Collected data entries
● ● ●

PR #433, opened 2022-10-21
End of Year: check eligibility and listening history

leandroalonso:
| 📘 Project: #376 |
|:---:|

* Check if a user is eligible to see their EoY stats (aka they listened to at least one episode for more than 30 minutes this year)
* Check user Listening History, if their history is not complete, call a block to sync it

## Checking Listening History

Right now, the app assumes that the user has the full listening history based on:

1. If their oldest item on Listening History is from a previous year
2. If the above is false check if their total number of episodes in Listening History is smaller or equal to 100 (the server limit)

Conversations about this is ongoing in pdeCcb-1mZ-p2#comment-1325

Note that we also still don't have the "listening history" sync endpoint, so there's no sync happening yet. However, everything is in place for doing so.

## To test

2. Do a clean install of the app and run it
3. ✅ Check that nothing happens, no modal is shown and there's no card under Profile
4. Login to account in which you have a Listening History with a few episodes
5. ✅ Check that as soon as you logged in the modal is shown and the card is now visible on Profile

## Checklist

### DIFF
--- a/Modules/DataModel/Sources/PocketCastsDataModel/Private/Managers/EndOfYearDataManager.swift
+++ b/Modules/DataModel/Sources/PocketCastsDataModel/Private/Managers/EndOfYearDataManager.swift
@@ -64,7 +64,7 @@ class EndOfYearDataManager {
                 if resultSet.next() {
                     isFullListeningHistory = true
                 } else {
-                    isFullListeningHistory = numberOfItemsInListeningHistory(dbQueue: dbQueue) >= 100
+                    isFullListeningHistory = numberOfItemsInListeningHistory(db: db) <= 100
                 }
             } catch {
                 FileLog.shared.addMessage("EndOfYearDataManager.isFullListeningHistory error: \(error)")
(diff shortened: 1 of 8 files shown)


podcasts/End of Year/EndOfYearStoriesBuilder.swift
```diff
@@ -22,13 +22,22 @@ class EndOfYearStoriesBuilder {
...
+        self.sync = sync
     }
 
     // Call this method to build the list of stories and the data provider
     func build() async -> ([EndOfYearStory], EndOfYearStoriesData) {
         await withCheckedContinuation { continuation in
+            // Check if the user has the full listening history for this year
+            if !dataManager.isFullListeningHistory() {
+                // TODO: update with the correct endpoint to sync history (eoy-todo)
+                sync?()
```
leandroalonso, line 38: Here we'll be able to use something like `SyncHistoryTask` without much effort.

The Stories view is already prepared for it and it will show a loading indicator as long as this goes on.

Modules/DataModel/Sources/PocketCastsDataModel/Private/Managers/EndOfYearDataManager.swift
```diff
@@ -9,6 +9,71 @@ class EndOfYearDataManager {
...
+                FileLog.shared.addMessage("EndOfYearDataManager.listeningTime error: \(error)")
+            }
+        }
+
+        return isEligible
+    }
+
+    /// Check if the user has the full listening history or not.
+    ///
+    /// This is not 100% accurated. In order to determine if the user
```
emilylaguna:
```suggestion
    /// This is not 100% accurate. In order to determine if the user
```

Modules/DataModel/Sources/PocketCastsDataModel/Private/Managers/EndOfYearDataManager.swift
```diff
@@ -9,6 +9,71 @@ class EndOfYearDataManager {
...
+    /// has the full history we check for their latest episode listened.
+    /// If this episode was interacted in 2021 or before, we assume they
+    /// have the full history.
+    /// If this is not true, we check for the total number of items of
+    /// this year. If the number is small or equal 100, we assume they
```
emilylaguna:
```suggestion
    /// this year. If the number is less than or equal 100, we assume they
```

emilylaguna (approved):
Nice work, tested on a fresh install and with an account with minimal listening history. Confirmed that after listening to some episodes the EOY then displayed.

● ● ●

## REQUIRED WORK
What must be returned is only the number of lines in the records that hold the word "numberOfItemsInListeningHistory".

## THE COMPLETED TASK
2